- Opening Delimiter -

PR #3989, opened 2020-10-30
feat: set apiserver tokenRequest flags in 1.20+

jackfrancis:
**Reason for Change**:

This adds soon-to-be-required apiserver config args in anticipation of this upstream PR:

https://github.com/kubernetes/kubernetes/pull/95896

**Issue Fixed**:

**Credit Where Due**:

- [x] No
- [ ] Yes

- [ ] No
- [ ] Yes

**Requirements**:

- [ ] includes documentation
- [ ] adds unit tests

**Notes**:

### DIFF
--- a/pkg/api/defaults-apiserver.go
+++ b/pkg/api/defaults-apiserver.go
@@ -104,6 +104,11 @@ func (cs *ContainerService) setAPIServerConfig() {
 		}
 	}
 
+	if common.IsKubernetesVersionGe(o.OrchestratorVersion, "1.20.0-alpha.1") {
+		defaultAPIServerConfig["--service-account-issuer"] = "kubernetes.default.svc"
+		defaultAPIServerConfig["--service-account-signing-key-file"] = "/etc/kubernetes/certs/apiserver.key"
+	}
+
 	// Set default admission controllers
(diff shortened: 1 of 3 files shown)


pkg/api/defaults-apiserver.go
```diff
@@ -104,6 +104,11 @@ func (cs *ContainerService) setAPIServerConfig() {
 		}
 	}
 
+	if common.IsKubernetesVersionGe(o.OrchestratorVersion, "1.20.0-alpha.1") {
+		defaultAPIServerConfig["--service-account-issuer"] = "kubernetes.default.svc"
```
ritazh, line 108: From https://github.com/kubernetes/kubernetes/pull/95896/files#diff-97e779171708fff85d7b1ee3fac01336bf351c39066428e12526d0fd7da5c05cR201, it seems we also need `service-account-key-file`.

jackfrancis: We actually already pass that config: https://github.com/Azure/aks-engine/blob/master/pkg/api/defaults-apiserver.go#L31

mboersma (approved):
/lgtm

PR #3993, opened 2020-10-30
chore: set go sdk log level for Azure Stack clusters

JesusAlvarezTorres:
**Reason for Change**:

This change sets the go sdk log level to INFO for clusters in Azure Stack. Info level logs request information made to ARM by the cloud provider; the extra info is needed to correlate cloud provider operations with Azure Stack service logs when investigating issues in cloud provider.

**Issue Fixed**:

**Credit Where Due**:

- [ ] No
- [ ] Yes

- [ ] No
- [ ] Yes

**Requirements**:

- [ ] includes documentation
- [ ] adds unit tests

**Notes**:

### DIFF
--- a/parts/k8s/manifests/kubernetesmaster-kube-controller-manager.yaml
+++ b/parts/k8s/manifests/kubernetesmaster-kube-controller-manager.yaml
@@ -19,6 +19,7 @@ spec:
       env:
       - name: AZURE_ENVIRONMENT_FILEPATH
         value: "/etc/kubernetes/azurestackcloud.json"
+      <gosdkloglevel>
 {{end}}
       volumeMounts:
         - name: etc-kubernetes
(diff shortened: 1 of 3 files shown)


parts/k8s/manifests/kubernetesmaster-kube-controller-manager.yaml
```diff
@@ -19,6 +19,7 @@ spec:
       env:
       - name: AZURE_ENVIRONMENT_FILEPATH
         value: "/etc/kubernetes/azurestackcloud.json"
+      <gosdkloglevel>
```
jackfrancis, line 22: Why can't we simply include the configuration in here explicitly? We're already in a if azure stack scenario here.

cc @jadarsie

jadarsie: Correct, it should be fine to wrap it in a  `{{- if IsAzureStackCloud}}` block.

JesusAlvarezTorres: Made suggested change, please take a look.

PR #3995, opened 2020-11-02
test: fix two UTs to work with "cli" auth

mboersma:
**Reason for Change**:

Locally we've noticed two test cases may fail. This seems to be because there are no required arguments to the `get-locations` and `get-skus` commands if `cli` auth is working.

To meet test expectations, I explicitly added a bogus command-line argument to ensure these tests see an expected error in any case.

**Issue Fixed**:

**Credit Where Due**:

- [x] No
- [ ] Yes

**Requirements**:

- [ ] includes documentation
- [ ] adds unit tests

**Notes**:


CecileRobertMichon (approved):
/lgtm

PR #4001, opened 2020-11-03
fix: Mount /usr/local/share/ca-certificates folder into kube-controller-manager

ericsuhong:
**Reason for Change**:
To support airgap clouds, we need to mount /usr/local/share/ca-certificates folder into kube-controller-manager

**Credit Where Due**:

- [X] No
- [ ] Yes

- [X] No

- Closing Delimiter -

ASSIGNMENT ▸
The expected answer is every line above in which the word "required" appears.

EXERCISE RESULT ▸
This adds soon-to-be-required apiserver config args in anticipation of this upstream PR:
Locally we've noticed two test cases may fail. This seems to be because there are no required arguments to the `get-locations` and `get-skus` commands if `cli` auth is working.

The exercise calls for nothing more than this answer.